The less potent virus mimics HIV but is missing a single gene, known as the "nef" gene. Ronald Desrosiers, professor of microbiology and molecular genetics at HMS, developed the strain used for these trials.

Scientists had hoped the virus would infect immune system cells, but would prove unable to replicate itself to the point that it would seriously damage the host's immune system.

A population of infected but controlled cells would allow the host to develop the immune response necessary to defeat the real virus. Disabled viruses have offered the solution to two of the modern era's most problematic viruses, smallpox and polio.

But the HMS researchers' theory fell victim to the resourcefulness of HIV. The weakened virus used in the experiment mutated, allowing it to debilitate the host.

These results demonstrate the adaptability of the virus as well as the danger of using vaccines derived from HIV.

"With these results," Ruprecht said, "the whole approach is under question."

The idea that a less virulent strain of HIV might offer a path to immunity is only one of several options being considered, but it is unique because of the dangers involved.

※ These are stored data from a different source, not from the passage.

PR #978, opened 2026-08-12
Convert Apple Pay amounts using the currency's exponent

maxharrison:
Apple Pay request builders always divided minor-unit amounts by `100`, so zero-decimal currencies rendered at one hundredth of their value and three-decimal currencies at ten times their value. They now use `formatTransactionAmount` for payment and recurring totals, line items, shipping options, payment-method updates, and disbursement line items, using the currency exponent supplied by `Intl.NumberFormat`. This corrects the documented minor-unit contract, but merchants that compensated for the old formatting must remove that workaround, so this change is held for the next major `@evervault/browser` release.

Note: This PR is stacked on #977.

### DIFF
--- a/packages/browser/lib/ui/ApplePay/utilities.ts
+++ b/packages/browser/lib/ui/ApplePay/utilities.ts
@@ -1,4 +1,5 @@
 import { getAppSDKConfig } from "shared/getAppSDKConfig";
+import { formatTransactionAmount } from "shared/currency";
 import {
   ApplePayMerchantCapability,
   ApplePayTransactionType,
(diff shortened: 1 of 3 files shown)


packages/browser/lib/ui/ApplePay/utilities.ts
ana-maksimovskikh, line 883: Should we also apply the format here?

ana-maksimovskikh (changes requested):

ana-maksimovskikh:
We might have an issue with Google rejecting formatted string on their side - worth doublechecking

https://developers.google.com/pay/api/web/reference/request-objects#TransactionInfo

maxharrison:
Closing this draft. We will keep the Apple Pay correction separate from the Google Pay major-release work.

PR #985, opened 2026-08-20
Add Google Pay golden request tests

maxharrison:
The web Google Pay request had no whole-request test, so defaults and configured fields could change without a focused failure. `googlePayGoldenRequest.test.ts` now compares billing-disabled, billing-enabled, and custom requests with JSON fixtures.

The fixture type derives from `buildPaymentRequest`, so the projection stays tied to the production return type. A separate test covers web-only `merchantId`, `merchantOrigin`, and `callbackIntents` fields.

The fixtures match the Android SDK copies byte-for-byte, but no CI check enforces that yet.

Stacked on #987.

### DIFF
--- a/packages/ui-components/test/googlePayGoldenRequest.test.ts
+++ b/packages/ui-components/test/googlePayGoldenRequest.test.ts
@@ -1,0 +1,129 @@
+import { readFileSync } from "node:fs";
+import { describe, expect, it } from "vitest";
+import { MerchantDetail } from "types";
+import { buildPaymentRequest } from "../src/GooglePay/utilities";
+import { GooglePayConfig } from "../src/GooglePay/types";
+import { apiConfig } from "../src/utilities/config";
+
+/**
+ * Fixture tests for the whole Google Pay payment request.
+ *
+ * The fixtures are shared with the Android SDK's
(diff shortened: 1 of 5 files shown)


packages/ui-components/test/googlePayGoldenRequest.test.ts
```diff
@@ -0,0 +1,129 @@
...
+    );
+  });
+
+  it("matches the custom fixture when every option is set", () => {
+    expect(
+      comparableRequest({
+        ...baseConfig,
+        transaction: { ...transaction, priceLabel: "Subscription" },
+        emailRequired: true,
+        allowedAuthMethods: ["PAN_ONLY"],
```
ana-maksimovskikh, line 113: nit: no test exercises `allowedAuthMethods/allowedCardNetworks` independently of `billingAddress` in the "custom" case

ana-maksimovskikh (approved):
Thanks @maxharrison - the change looks good 🙌

packages/ui-components/test/googlePayGoldenRequest.test.ts
maxharrison: Will follow up in a later PR

PR #986, opened 2026-08-20
Omit Google Pay billingAddressParameters when billing is not required

maxharrison:
Stacked on #985. Review that first.

`buildPaymentRequest` always sent `billingAddressParameters`, even when `billingAddressRequired` was false:

```json
"billingAddressRequired": false,
"billingAddressParameters": { "format": "FULL", "phoneNumberRequired": false }
```

Google ignores the parameters when `billingAddressRequired` is false, so the payment sheet does not change. The request still claimed a `FULL` address format that we never asked for, which is misleading in logs and in support tickets.

Omitting the field makes the request state only what it means, and makes `billing-disabled.json` identical to the Android fixture.

Not a breaking change for merchants. The only visible effect is one fewer field on the wire, shown here as the fixture diff.

### DIFF
--- a/packages/ui-components/src/GooglePay/utilities.ts
+++ b/packages/ui-components/src/GooglePay/utilities.ts
@@ -30,10 +30,17 @@ export function buildPaymentRequest(
               "VISA",
             ],
           billingAddressRequired: isBillingRequired(config),
-          billingAddressParameters: {
-            format: billingAddressFormat(config),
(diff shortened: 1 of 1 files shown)


maxharrison:
Reopened as #987 after the stack was reordered. GitHub auto-closed this one as merged into its former stack base; nothing landed on `master`.

PR #987, opened 2026-08-20
Omit Google Pay billingAddressParameters when billing is not required

maxharrison:
`buildPaymentRequest` sent `billingAddressParameters` even when `billingAddressRequired` was `false`. Google ignores those parameters, but the request still claimed a `FULL` billing address format that the merchant did not request.

The request now omits `billingAddressParameters` unless billing collection is enabled. This does not change the Google Pay sheet, and it matches the Android request for the disabled case.

Stack: #985 adds golden request tests on top of this PR.

### DIFF
--- a/.changeset/google-pay-button-radius-default.md
+++ b/.changeset/google-pay-button-radius-default.md
@@ -1,0 +1,5 @@
+---
+"@evervault/ui-components": minor
+---
+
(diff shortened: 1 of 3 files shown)


maxharrison:
Should we release a changeset with this?

ana-maksimovskikh (approved):
LGTM - thank you 🙏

For example, other vaccines attempt to introduce the immune system to the surface proteins of HIV. But when these methods fail, the results are less dire because proteins are not genetically capable of infecting a cell.

Previous experiments led researchers to believe that the most promising vaccine to fight HIV would use a weakened virus, but this idea now has to be revised, Ruprecht said.

Currently, the dominant treatment for HIV involves a cocktail of drugs that attack the virus once it has infected. The drugs can significantly reduce the presence of the virus but there is little evidence to suggest that it can actually cure the virus.